International Drug Policy Consortium graphic showing the vote in the plenary session

IDPC graphic showing the vote to delete references to the 2030 Agenda for Sustainable Development from the Commission's agenda.

The expert panel

The 69th CND was the session where the panel was finally appointed. The United Nations Office of Drugs and Crime (UNODC) also confirmed the panel’s role: to strengthen implementation of the international drug control treaties ahead of the 2029 review.

The same session also adopted five resolutions, including one promoting evidence-based responses grounded in human rights. This does not mean Vienna has fully eliminated prohibitionist thinking, but it does show a shift towards a rights-based approach embedded in the Commission’s work.


The panel matters, but so do its limits

The expert panel could be one of the most important developments in international drug policy in years. If it does its job properly, it could help expose the failures of the existing regime and point towards more humane and effective frameworks.

The panel includes members selected by the Commission, the UN Secretary-General, the International Narcotics Control Board and the World Health Organization. One to note is Australia’s Michael Farrell as the WHO representative. As the Director of the National Drug and Alcohol Research Centre, Farrell is a world-leading expert in addiction psychiatry. His presence is a crucial safeguard, providing an evidence-based link to public health.

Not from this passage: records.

PR #308, opened 2016-12-09
Update podspec and project version to 2.0.0

rnystrom:
This needs to land and be part of #307 before that gets merged, right?

Part of #306


jessesquires:
yep!

PR #313, opened 2016-12-10
Update README.md

jessesquires:
Just a few tweaks, less verbose.

Also -- removed the "manual" installation. I don't think hardly anyone uses this. Plus, I don't think a simple drag + drop would work because of `OCMock`.


rnystrom:
I dig it! 👌

PR #314, opened 2016-12-10
Check for broken links in markdown files

### LINKED ISSUE #312: Markdown Link Verification
Since v1.0 a lot of files have moved around to make place for new functionality for example extra example packs or simply neatening up the file structure and this causes links to break.

While it seems the structure is a bit more stable now and links should continue to work I was wondering if we should consider some sort of check in travis?

By no means am I saying use this, but [this CLI tool](https://www.npmjs.com/package/markdown-link-check) could work by just checking each of the our MD files causing builds to fail if they produce broken links catching them before they get merged!

Sherlouk:

- Install `markdown-link-check` as a dependency
- Check each markdown file for links, and check them using aforementioned library

Closes #312 

A few points of note, I'm not sure if we can use the built-in caching capabilities to cache the library (at the moment it's installed for each build, even though it's only used for 1 -- seems a big waste!). Also a downside of the library is it doesn't really like relative links, we only had one -- so I changed it to be absolute.

## Pull request checklist

### DIFF
--- a/.travis.yml
+++ b/.travis.yml
@@ -45,7 +45,7 @@ script:
 - set -o pipefail
 
 - if [ $CHECK_MARKDOWN == "YES" ]; then
-      find . -name "*.md" | markdown-link-check;
+      find . -name "*.md" -exec cat {} \; | markdown-link-check;
   fi
 
 - if [ $POD_LINT == "YES" ]; then
--- a/.travis.yml
+++ b/.travis.yml
@@ -21,7 +21,7 @@ env:
    - EXAMPLE_SCHEME="IGListKitExamples"
 
    matrix:
-   - DESTINATION="OS=8.1,name=iPhone 6" SDK="$IOS_SDK" SCHEME="$IOS_SCHEME" RUN_TESTS="NO" BUILD_EXAMPLE="YES" RUN_UI_TESTS="NO" POD_LINT="YES"
+   - DESTINATION="OS=8.1,name=iPhone 6" SDK="$IOS_SDK" SCHEME="$IOS_SCHEME" RUN_TESTS="NO" BUILD_EXAMPLE="YES" RUN_UI_TESTS="NO" POD_LINT="YES" CHECK_MARKDOWN="YES"
    - DESTINATION="OS=8.2,name=iPhone 6" SDK="$IOS_SDK" SCHEME="$IOS_SCHEME" RUN_TESTS="NO" BUILD_EXAMPLE="NO"  RUN_UI_TESTS="NO" POD_LINT="NO"
    - DESTINATION="OS=8.3,name=iPhone 6" SDK="$IOS_SDK" SCHEME="$IOS_SCHEME" RUN_TESTS="NO" BUILD_EXAMPLE="NO"  RUN_UI_TESTS="NO" POD_LINT="NO"
    - DESTINATION="OS=8.4,name=iPhone 6" SDK="$IOS_SDK" SCHEME="$IOS_SCHEME" RUN_TESTS="NO" BUILD_EXAMPLE="NO"  RUN_UI_TESTS="NO" POD_LINT="NO"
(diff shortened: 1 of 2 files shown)


.travis.yml
```diff
@@ -39,15 +39,21 @@ env:
 
 before_install:
   - gem install slather --no-rdoc --no-ri --no-document --quiet
+  - npm install -g markdown-link-check
 
 script:
 - set -o pipefail
 
+- if [ $CHECK_MARKDOWN == "YES" ]; then
+      echo -en 'travis_fold:start:script.1\\r';
```
Sherlouk: It prints out a big block with ticks and crosses next to each URL, added a fold so it doesn't take over the entire job window.

CHANGELOG.md
```diff
@@ -51,7 +51,7 @@ You can find a [migration guide here](https://instagram.github.io/IGListKit/migr
 
 - Added support for cells created from nibs. [Sven Bacia](https://github.com/svenbacia) [(#56)](https://github.com/Instagram/IGListKit/pull/56)
 
-- Added an additional initializer for `IGListSingleSectionController` to be able to support single sections created from nibs. An example can be found [here](Examples/Examples-iOS/IGListKitExamples/ViewControllers/SingleSectionViewController.swift). [(#56)](https://github.com/Instagram/IGListKit/pull/56)
+- Added an additional initializer for `IGListSingleSectionController` to be able to support single sections created from nibs. An example can be found [here](https://github.com/Instagram/IGListKit/tree/master/Examples/Examples-iOS/IGListKitExamples/ViewControllers/SingleSectionViewController.swift). [(#56)](https://github.com/Instagram/IGListKit/pull/56)
```
jessesquires: 👍

jessesquires:
Thanks @Sherlouk !

I'd also like to see an example of a failure, if possible.

.travis.yml
jessesquires: actually, it's probably ok *not* to fold this. it's only going to run on the first build, right?

doesn't travis fold most steps automatically after completion?

Sherlouk:
@jessesquires Will wait for this build to go through fine (moved the `npm install`). Assuming that works I'll break a link and let that build. (then probably forget to fix it 😂)

.travis.yml
Sherlouk: Travis does to some auto-folding, but from the testing I've done it never seemed to fold this.
Yes it only gets triggered on the first build, I'll remove it for the next build and can see if you're happy to keep it unfolded after that!

.travis.yml
```diff
@@ -39,15 +39,21 @@ env:
 
 before_install:
   - gem install slather --no-rdoc --no-ri --no-document --quiet
+  - npm install -g markdown-link-check
```
Sherlouk: Moved the `npm install`, and I've googled around a lot with regards to the `cache:` and you can add a bit which is `directories:` so I tried specifying `node_modules` but I couldn't see this effecting anything.

Happy to take input though!

Sherlouk:
Glad we tested that, it seems the `set -o pipefail` was making it do the opposite of what we want it to do on this command. Rather than changing it for all the others, I've made it exit (not echo, as my testing instead had oops) immediately on fail.

Also for what it's worth the list of files this will check:
>./.github/CONTRIBUTING.md
./.github/ISSUE_TEMPLATE.md
./.github/PULL_REQUEST_TEMPLATE.md
./CHANGELOG.md
./Examples/Examples-iOS/LICENSE-examples.md
./Examples/Examples-tvOS/LICENSE-examples.md
./Guides/Getting Started.md
./Guides/IGListDiffable and Equality.md
./Guides/Migration.md
./LICENSE.md
./PATENTS.md
./Pods/OCMock/README.md
./README.md

Sherlouk:
Hurrah! So after eliminating multiple variables it turns out the reason a bad link passed the built was because of the folding I added... Intriguing!

Alas it is working now!

jessesquires:
Nice! 💯 Looks awesome. 🎉 Thanks @Sherlouk !

No need to squash, our syncing system will take care of that.

jessesquires:
Oh - let's fix that bad link 😄

rnystrom:
This is really awesome. TIL!

PR #319, opened 2016-12-12
Invalidate layout when using reloadData

### LINKED ISSUE #305: Cells not showing up after reloadData
## New issue checklist

- [x] I have reviewed the [`README`](https://github.com/Instagram/IGListKit/blob/master/README.md) and [documentation](http://instagram.github.io/IGListKit)
- [x] I have searched [existing issues](https://github.com/Instagram/IGListKit/issues) and this is not a duplicate

### General information

- `IGListKit` version: commit: https://github.com/Instagram/IGListKit/commit/8bfe2fefdd97ecc3cf8ecc96eaba5a91758a1b11
- iOS version(s): 10.1
- CocoaPods/Carthage version: 1.1.1
- Xcode version: 8.2 beta 2
- Devices/Simulators affected: iPhone 7
- Reproducible in the demo project? (Yes/No):
- Related issues:

Hey guys,

Firstly, I adore this library. Amazing job!
So I am probably doing something wrong, but here goes.

I have a toggle button that filters objects based on a Bool. Within the DataSource I have: 

```
public func objects(for listAdapter: IGListAdapter) -> [IGListDiffable] {
        guard let delegate = delegate else { return [] }
        
        var objects = !isFeatured ? delegate.model.posts as [IGListDiffable] : delegate.model.featuredPosts as [IGListDiffable]
```

model.featuredPosts is a simple filter:
```
var featuredPosts: [Post] {
        get {
            return posts.filter { $0.isFeatured }
        }
}
```

Within my delegate I am reloading that data with:
```
adapter.reloadData { (completed) in
    print(completed)
}
```

When I toggle to only show isFeatured posts, the collection view updates as expected and I see 3 items. When I toggle it again to show all posts (8 in total), I can see it requesting the sections and cells, however the collection view isn't updated. 

When I update the completion block as: 
```
adapter.reloadData(completion: { (completed) in
            self.adapter.performUpdates(animated: false, completion: nil)
            print(completed)
            print(self.adapter.collectionView?.numberOfSections)
 })
```

I can see the correct number of sections being printed (8), but not displayed. 

Any suggestions on what I may be doing wrong?

For what it's worth the collection view frame is being set:
```
override func viewDidLayoutSubviews() {
        super.viewDidLayoutSubviews()
        collectionView.frame = view.bounds
}
```

Thanks in advance,
Steve

rnystrom:

Always invalidate the `collectionViewLayout` when calling `reloadData`. Turns out there are inconsistencies when layout attributes are queries/stored using `UICollectionViewFlowLayout` and `estimatedItemSize`.

Reproduced in unit test, fixed the test.

Closes #305

## Pull request checklist

### DIFF
--- a/Source/IGListAdapterUpdater.m
+++ b/Source/IGListAdapterUpdater.m
@@ -84,6 +84,7 @@
 
     [delegate listAdapterUpdater:self willReloadDataWithCollectionView:collectionView];
     [collectionView reloadData];
+    [collectionView.collectionViewLayout invalidateLayout];
     [collectionView layoutIfNeeded];
     [delegate listAdapterUpdater:self didReloadDataWithCollectionView:collectionView];
 
--- a/Tests/IGListAdapterUpdaterTests.m
+++ b/Tests/IGListAdapterUpdaterTests.m
@@ -397,4 +397,45 @@
     XCTAssertEqual(inserts.count, 0);
 }
 
+- (void)test_whenCallingReloadData_withUICollectionViewFlowLayout_withEstimatedSize_thatSectionItemCountsCorrect {
+    UICollectionViewFlowLayout *layout = [UICollectionViewFlowLayout new];
+    // setting the estimated size of a layout causes UICollectionView to requery layout attributes during reloadData
+    // this becomes out of sync with the data source if the section/item count changes
+    layout.estimatedItemSize = CGSizeMake(100, 10);
+
+    UICollectionView *collectionView = [[UICollectionView alloc] initWithFrame:CGRectMake(0, 0, 100, 100) collectionViewLayout:layout];
+    IGListTestUICollectionViewDataSource *dataSource = [[IGListTestUICollectionViewDataSource alloc] initWithCollectionView:collectionView];
+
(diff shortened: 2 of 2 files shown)


rnystrom:
Will update w/ changelog after another PR that preps changelog for next version

Source/IGListAdapterUpdater.m
```diff
@@ -84,6 +84,7 @@ - (void)performReloadDataWithCollectionView:(UICollectionView *)collectionView {
 
     [delegate listAdapterUpdater:self willReloadDataWithCollectionView:collectionView];
     [collectionView reloadData];
+    [collectionView.collectionViewLayout invalidateLayout];
     [collectionView layoutIfNeeded];
```
jessesquires: because of the layout invalidation, i don't think we need `-layoutIfNeeded` anymore. want to check?

rnystrom: Will check, I'll need to spin through the places in Instagram.app that we call `reloadDataWithCompletion:` to make sure there are no weird side effects.

rnystrom:
Tested internally on a couple surfaces I remember having trouble before. I think we're g2g.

But there are still reasons to be cautious. Even where members serve in a personal capacity, they are still often elected from official, diplomatic, and institutional circles, leaving the people most harmed by prohibition often underrepresented. The IDPC also warned when the panel was created that the process could be shaped too heavily by UNODC, raising legitimate concerns about independence and bias.

Graphic from the International Drug Policy Consortium displaying who is involved in the Independent Expert Review Panel

Graphic showing the 19 members of the CND expert panel.

The way forward

The 69th CND did not end the drug war. But it did confirm that old attitudes are fading. Across three consecutive sessions, the Commission has moved from cautiously recognising harm reduction, to authorising a serious review mechanism, to formally establishing the panel that could shape the ongoing drug policy debate. That is not enough, but it is progress.

It’s now clear that the prohibitionist model is no longer unchallenged, and that the US is no longer able to dictate the terms of the discussion as it once did. If drug policy is to be genuinely evidence-based, then it must keep moving away from punishment and towards a rights-based approach.